Getting the name and phone number but queuing it for the next day
Passenger referrals are warm leads — but only for a window. The passenger who gets a call within 30 minutes is still in the mindset of "we just got in an accident, we need to figure this out." The passenger who gets called 18 hours later has had time to either handle it themselves, be called by a competing firm, or decide they don't want to deal with it. The speed-to-lead principle applies equally to passenger outbound as it does to primary inbound. See our data on speed to lead for law firms.
Treating the passenger intake as a lower priority
Some firms that do ask the question get the information and then handle passenger outbound with a different — usually less experienced — part of the team. The passenger intake requires the same training, the same empathy, and the same closing skill as any primary intake. It is not a secondary lead. It is a case that came to you from the highest-trust referral source you have.
Building It Into the Process
Multi-passenger capture does not happen through memory or individual initiative. It happens through process. The question needs to be built into the intake flow at the protocol level — not as a reminder but as a required step that every specialist completes on every intake call after a retainer is signed.

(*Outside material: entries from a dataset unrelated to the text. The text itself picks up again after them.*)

PR #504, opened 2024-08-23
fix: use cacao timestamp strings and parse

dav1do:
In order to ensure that CACAOs round trip without changing the CID, we use a string when deserializing rather than a chrono::DateTime which can change the second precision that was originally included. It's a bit clunky, open to better ideas.

### DIFF
--- a/event/src/unvalidated/signed/cacao.rs
+++ b/event/src/unvalidated/signed/cacao.rs
@@ -37,9 +37,6 @@ pub struct Header {
     pub r#type: HeaderType,
 }
 
-/// Time format for capability
-pub type CapabilityTime = chrono::DateTime<chrono::Utc>;
-
 /// Payload for a CACAO
 #[derive(Clone, Debug, Serialize, Deserialize)]
 pub struct Payload {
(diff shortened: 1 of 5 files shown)


smrz2001 (approved):
Ty for the quick fix!! LGTM 🥳

event/src/unvalidated/signed/cacao.rs
```diff
@@ -51,20 +48,29 @@ pub struct Payload {
     pub domain: String,
 
     /// Expiration time
+    /// Not using a chrono::DateTime because we need to round trip the exact
+    /// value we receive without modifying precision and changning the CID.
+    /// The new CAIP proposes using ints but most of our cacaos still use ISO 8601 values.
     #[serde(rename = "exp", skip_serializing_if = "Option::is_none")]
-    pub expiration: Option<CapabilityTime>,
+    pub expiration: Option<String>,
```
stbrody, line 55: Instead of using a raw String and getting no type safety, would it make sense to introduce a new type, that uses string as the underlying storage but provides a method to convert to a DateTime?

dav1do: Yeah, it might be nice to use a tuple struct with serde transparent. Or at least make these fields private. I can add something like that in the cacao branch I have open.. wanted to fix it before it got released Monday to avoid any weird issues with event serialization.

dav1do: Made the change here: https://github.com/ceramicnetwork/rust-ceramic/pull/502/commits/1d602df9dde4bceaeb25b755d523211822a8b70f

PR #505, opened 2024-08-26
feat: groundwork for event validation and some clean up

dav1do:
Cleaned up some oversights like not adding the new crate to the workspace dependencies list and the benchmark not compiling. Also put an `Arc` around the event on `EventInsertable` so I can clone it to track in a map for the event validation work.

The main change is adding a new experimental feature flag that event validation is behind. It's a sub optimal representation, but my intention is that it's temporary and allows me to merge changes in #503 so we can benchmark and test more thoroughly before it's on everywhere, at which point the feature flag will be removed and it's the configured behavior. It's enabled with `--experimental-feature-flags event-validation`.

All of these changes were part of #503, so I'll rebase that one to use this as the source since these should be standalone and we can agree on this structure without getting into the weeds of the validation implementation. This should also allow us to merge imperfect changes and follow up rather than having to get everything right on the first attempt.

### DIFF
--- a/Cargo.toml
+++ b/Cargo.toml
@@ -62,6 +62,7 @@ ceramic-one = { path = "./one" }
 ceramic-p2p = { path = "./p2p" }
 ceramic-service = { path = "./service" }
 ceramic-store = { path = "./store" }
+ceramic-validation = { path = "./validation" }
 chrono = "0.4.31"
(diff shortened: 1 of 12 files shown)


stephhuynh18 (approved):
🚀

AaronGoldman (approved):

In practical terms, this means:
The passenger question appears in the post-signature checklist in your CRM or intake management software — not as optional context but as a required field to complete before closing the intake record.
If passengers are identified, their information is immediately entered into a separate intake record flagged for outbound within 30 minutes. The primary intake record and the passenger intake records are linked at the case level for tracking and conflict-of-interest purposes.
Multi-passenger conversion rate is tracked as a separate metric — number of passengers identified vs. number signed. This makes the opportunity visible in performance reporting and creates the feedback loop needed to improve it over time.
Firms that track this metric consistently find that multi-passenger conversion rates of 55-70% are achievable with a trained team and a 30-minute response SLA. That means more than half of every passenger identified on a post-signature call becomes a signed case — with no additional ad spend, no new lead source, and no additional marketing effort.
As part of our standard intake process audit, multi-passenger capture rate is one of the seven gaps we evaluate for every firm. In our experience, it is one of the most consistently underperforming areas — and one of the fastest to improve once the protocol is in place.